Shot and killed by police: Bronx attorney appeals conviction of alleged triggerman

A Bronx, New York, lawyer representing the suspected triggerman in the shooting death of 23-year-old Ahmaud Arbery appealed his client’s murder conviction on Wednesday.

Marcus Smith, who is currently serving a 100-year sentence, now faces an additional 20 years because the attorney, Aftab Quayyum, argued that the first jury panel, which convicted Smith on the basis of DNA evidence, failed to properly reflect the evidence that could have affected the verdict.

“It will be necessary to retry,” Quayyum said of the original case, which took place during December 2016. “The jury failed to understand the DNA evidence and the evidence of the girl who identified him.”

Smith was convicted of the murder of Arbery, a 23-year-old father of two and street vendor who was shot dead on 5 June 2014 while standing in a housing development parking lot near Ithaca Houses, a Bronx housing project.

In the appeal, Quayyum pointed to the jurors’ inability to see the scene of the crime for 11 minutes, the lack of physical evidence linking Smith to the crime scene and to testimony by the eyewitness who was identified by her mother.

On 6 July, the Bronx district attorney’s office said it would contest the appeal.

“Although the Bronx district attorney strongly disagrees with the defense’s position and Mr Smith will continue to be held accountable for his terrible crime, it is important to note that it is not a defense for anyone to commit murder,” district attorney Darcel Clark said in a statement.

Quayyum’s comments came days after a long-awaited ruling on the appeal of Ramarley Graham, a teenager who was shot and killed by police in a Bronx housing project in 2012. The US supreme court ordered a new trial for Graham’s stepfather, Oscarell Jones, who was convicted of manslaughter and then sentenced to life in prison after the foreman in the original murder trial voted to convict him.
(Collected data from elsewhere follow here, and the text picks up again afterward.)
PR #333, opened 2023-08-16
`zonal_statistics`: expand bbox intersection to align with grid

### LINKED ISSUE #332: `zonal_statistics`: error when intersection between raster and vector is small
When the intersection between the input raster and vector is small (maybe smaller than a pixel, or not overlapping a pixel centerpoint?), `zonal_statistics` logs a couple of GDAL errors and then exits with an unhelpful error:
```
ERROR 1: Attempt to create 0x0 dataset is illegal,sizes must be larger than zero.
INFO:pygeoprocessing.geoprocessing:calculating disjoint polygon sets
INFO:pygeoprocessing.geoprocessing:build shapely polygon list
INFO:pygeoprocessing.geoprocessing:build shapely rtree index
INFO:pygeoprocessing.geoprocessing:poly feature lookup 100.0% complete on test_poly.gpkg
INFO:pygeoprocessing.geoprocessing:build poly intersection lookup
INFO:pygeoprocessing.geoprocessing:poly intersection feature lookup 100.0% complete on test_poly.gpkg
INFO:pygeoprocessing.geoprocessing:maximal subset build 100.0% complete on test_poly.gpkg
ERROR 1: Attempt to create 0x0 dataset is illegal,sizes must be larger than zero.
ERROR 1: Cannot create /var/folders/zh/dy02ljyd4mj5_nfm158hwcr00000gn/T/tmp7qys962o/fid_set_0.tif
INFO:pygeoprocessing.geoprocessing:calculating stats on raster 0 of 1
  File "/Users/emily/natural-capital-footprint-impact/test.py", line 94, in <module>
    pygeoprocessing.zonal_statistics(
  File "/Users/emily/miniconda3/envs/morgan-stanley/lib/python3.11/site-packages/pygeoprocessing/geoprocessing.py", line 1632, in zonal_statistics
    offset_list = list(iterblocks((raster_path, band), offset_only=True))
                  ^^^^^^^^^^^^^^^^^^^^^^^^^^^^^^^^^^^^^^^^^^^^^^^^^^^^^^^
  File "/Users/emily/miniconda3/envs/morgan-stanley/lib/python3.11/site-packages/pygeoprocessing/geoprocessing.py", line 3210, in iterblocks
    raise ValueError(
ValueError: Raster at /var/folders/zh/dy02ljyd4mj5_nfm158hwcr00000gn/T/tmp7qys962o/0.tif could not be opened.
```

The errors are coming from `gdal.Warp` - it's trying and failing to create a 0x0 raster (no pixels in the intersection). We should handle this case.

emlys:
This PR updates `zonal_statistics` to make sure that the bounding box used is aligned with the input raster stack. Coincidentally fixes #332.

The original bounding box is the intersection between the input raster(s) and vector. This box doesn't necessarily align with the input raster's grid. Having the intermediate rasters' grid shifted by a fraction of a pixel can change the results, because it changes which pixels' centerpoints fall within a polygon.

Keeping the grid aligned with the input will keep results consistent, independent of the disjoint polygon sets' bounding boxes. This also resolves most of the places where invest test results were changed by pygeoprocessing 2.4.1.


src/pygeoprocessing/geoprocessing.py
```diff
@@ -1357,6 +1357,44 @@ def interpolate_points(
...
+        (pixel_width < 0 and bbox[0] > x_origin) or
+        (pixel_height < 0 and bbox[1] > y_origin)):
+        raise ValueError('bbox must fall within geotransform grid')
+    return [
+        x_origin + abs(pixel_width) * math.floor(
+            (bbox[0] - x_origin) / pixel_width * numpy.sign(pixel_width)),
+        y_origin + abs(pixel_height) * math.floor(
+            (bbox[1] - y_origin) / pixel_height * numpy.sign(pixel_height)),
+        x_origin + abs(pixel_width) * math.ceil(
+            (bbox[2] - x_origin) / pixel_width * numpy.sign(pixel_width)),
```
emlys, line 1595: It took me a long time to figure out these equations and I'm still not sure I understand them intuitively. Happy to discuss

emlys: This would be interesting as a tough interview question

tests/test_geoprocessing.py
```diff
@@ -1044,8 +1044,8 @@ def test_zonal_stats_all_outside(self):
         new_feature.SetGeometry(new_geometry)
         layer.CreateFeature(new_feature)
 
-        x_pos = origin_x + (n+.99)
-        y_pos = origin_y - (n+.99)
+        x_pos = origin_x + (n-.01)
```
emlys, line 1050: This test was failing after the changes to zonal stats in this PR, and I'm not sure why it was passing in the first place. The original polygon is in purple and the new polygon is in brown. According to a comment above, this is meant to test "a polygon that barely intersects the upper left hand corner but is nodata." The original polygon actually intersects 3 valid pixels, with a sum result of `254 + 239 + 238 = 731`, not 0. I moved it up and left by one pixel to be in line with the intent of the test.
Screenshot 2023-09-19 at 11 03 46
.

src/pygeoprocessing/geoprocessing.py
```diff
@@ -1357,6 +1357,44 @@ def interpolate_points(
         band.WriteArray(raster_out_array, offset['xoff'], offset['yoff'])
 
 
+def align_bbox(geotransform, bbox):
+    """Pad a bounding box so that it aligns with the grid of a given geotransform.
+
+    Ignores row and column rotation.
```
phargogh, line 1559: If the user does provide rotation, could we log a warning or something like that?  I'm not entirely sure it's a failure state to provide rotation here and the output bbox will be close-ish to what it should be anyways, so it'd be great if we could at least have something appear in the logfile to help us debug if it were to happen.

src/pygeoprocessing/geoprocessing.py
```diff
@@ -1357,6 +1357,44 @@ def interpolate_points(
...
+    # NOTE: x_origin and y_origin do not necessarily equal minx and miny.
+    # If pixel_width is positive, x_origin = minx
+    # If pixel_width is negative, x_origin = maxx
+    # If pixel height is positive, y_origin = miny
+    # If pixel height is negative, y_origin = maxy
+    x_origin, pixel_width, _, y_origin, _, pixel_height = geotransform
+    if pixel_width == 0 or pixel_height == 0:
+        raise ValueError('Pixel width and height must not be 0')
+    if bbox[2] < bbox[0] or bbox[3] < bbox[1]:
+        raise ValueError('bbox must be in order [minX, minY, maxX, maxY]')
```
phargogh, line 1583: This is helpful!  I've been bitten by the ordering of bbox coordinates many times.

src/pygeoprocessing/geoprocessing.py
phargogh: I agree, this adjustment would be a neat puzzle-style interview question!  Relevant to the domain, useful and also a little bit obscure.

tests/test_geoprocessing.py
phargogh: Sounds great, and thanks for the graphic!

phargogh (changes requested):
This looks great @emlys !  Could you add a note to HISTORY, since we're exposing a new function at the top module level?

src/pygeoprocessing/geoprocessing.py
emlys: Sure!

emlys:
@phargogh I added a log warning if the geotransform includes row/column rotation, and also fixed an edge case that came up when running the invest tests.

emlys:
After looking more at the similar functionality in `create_raster_from_bounding_box`, I'm not seeing enough overlap that would make sense to factor out, but let me know if you disagree!

phargogh:
Yeah, let's leave them separate for now.  I think there might be a way for us to merge the functionality (especially now that we have 3 semi-related use cases!) but we should design the solution and implement/refactor in another PR.  I just created #348 for this, but if it does make sense to do, I think that'd make sense to do in a separate PR!

phargogh (approved):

The foreman who voted for the guilty verdict was now retried on manslaughter charges for his failure to testify.

“Ramarley Graham and Marcus Smith – they are very, very similar,” Quayyum said. “You don’t use DNA evidence without swabs of those blood spatter to get your actual fingerprint off that gun. The girl that testified that his name is on the gun.”
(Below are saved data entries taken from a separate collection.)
PR #334, opened 2023-08-18
testing imports: check if `pygeoprocessing.__all__` members are callable rather than checking specific types

### LINKED ISSUE #328: Broken tests: `TypeError: issubclass() arg 1 must be a class`

davemfish:
Fixes #328 

Here's a proposed solution, anyway. I'm not sure if this is exactly equivalent to the prior test, but it's agnostic to Cython versions & types, and seems to support the `__init__` construction of `__all__`.

### DIFF
--- a/tests/test_geoprocessing.py
+++ b/tests/test_geoprocessing.py
@@ -133,15 +133,14 @@ class TestGeoprocessing(unittest.TestCase):
         # raises a SyntaxWarning.  Instead, I'll just ensure that every
         # attribute in pygeoprocessing.__all__ is a function that is available
         # at the pygeoprocessing level.
-        import inspect
         for attrname in pygeoprocessing.__all__:
             try:
                 func = getattr(pygeoprocessing, attrname)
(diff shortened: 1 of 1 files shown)


phargogh (approved):
Looks good to me!

emlys (approved):
👍

PR #335, opened 2023-08-18
standardizing approaches across `warp_raster` and `create_raster_from_bounding_box`

### LINKED ISSUE #321: `warp_raster` and `create_raster_from_bounding_box` sometimes create different raster dimensions on the same input
@davemfish describes a case in https://github.com/natcap/invest/issues/1312 where, given the same input rasters, the functions `pygeoprocessing.warp_raster` and `pygeoprocessing.create_raster_from_bounding_box` create different outputs from the same inputs.  The key difference is that `create_raster_from_bounding_box` will always round up (`numpy.ceil`), while `warp_raster` will use `numpy.isclose(residual, 0.0)` to see if the bounding box is numerically aligned to pixels.

Given the same target bounding box, pixel size, etc., these two functions should produce the same output.

davemfish:
Fixes #321 

This PR takes the approach we already use in `warp_raster` for determining a target raster size and applies it in `create_raster_from_bounding_box`. I thought about pulling this out to a function, but so far it only appears twice and is generally more readable when it's all inline, in my opinion.

### DIFF
--- a/HISTORY.rst
+++ b/HISTORY.rst
@@ -16,6 +16,10 @@ Unreleased Changes
 * Added a new function, ``pygeoprocessing.array_equals_nodata``, which returns
   a boolean array indicating which elements have nodata. It handles integer,
   float, and ``nan`` comparison, and the case where the nodata value is `None`.
+* Standardized the approach used in ``warp_raster`` and 
+  ``create_raster_from_bounding_box`` for determining the dimensions of the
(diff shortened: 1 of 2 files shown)


phargogh (approved):
Yep, I agree it makes sense to copy-paste this between these two functions.  When we have a third instance of this logic, we can see about abstracting it in a way that makes sense.

Thanks for addressing this!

Quayyum said his tactic in the Graham and Smith case was to ask for a second trial based on similar evidence. The former solicitor general of New York state said he would argue that both the test evidence and the eyewitness testimony in the Graham case influenced the original jury. “Just because we can point to the identical case and are alleging that the foreman did not vote this way, it is an argument that we can make,” Quayyum said.
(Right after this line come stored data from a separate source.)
PR #336, opened 2023-08-22
zonal stats: look up features by FID, not attribute filter #331

### LINKED ISSUE #331: `zonal_statistics` slow on polygons that overlap nodata
I introduced a bug in #311 that causes poor performance on polygons that only overlap nodata pixels in the base raster(s). Those polygons are getting skipped and then handled later on in the set of `unset_fids`, which is less efficient.

emlys:
Fixes #331 

Looking up features by FID, rather than `GetNextFeature()` on a layer with an attribute filter, improves the performance a lot. I'm guessing that the attribute filter feature is not optimized like I'd hoped. `GetNextFeature()` probably just goes through all features in order until it finds one matching the attribute filter, which explains my observation that it became slower with each iteration - the matching feature was further along each time.

Also dereferencing a couple of GDAL objects that I missed before.

### DIFF
--- a/src/pygeoprocessing/geoprocessing.py
+++ b/src/pygeoprocessing/geoprocessing.py
@@ -1492,6 +1492,7 @@ def zonal_statistics(
         raise RuntimeError(
             f"Could not open layer {aggregate_layer_name} of {aggregate_vector_path}")
 
+
     # Define the default/empty statistics values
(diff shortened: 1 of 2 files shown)


phargogh (approved):
Looks like a nice, direct solution to me!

Evidence presented by the Bronx district attorney’s office at Smith’s trial included evidence that the weapon used in the killing was never found; DNA evidence linked Smith to the weapon; and the word of the eyewitness was the only physical evidence linking him to the crime scene.

Smith’s arrest was the fourth in the shooting death of Arbery and the seventh time that a New York police officer was involved in a shooting in a housing project. A second NYPD officer was arrested for fatally shooting Kimani Gray, 16, in East Flatbush in January. Two other New York police officers were fired after they were convicted of second-degree manslaughter in the 2013 shooting death of Eric Garner.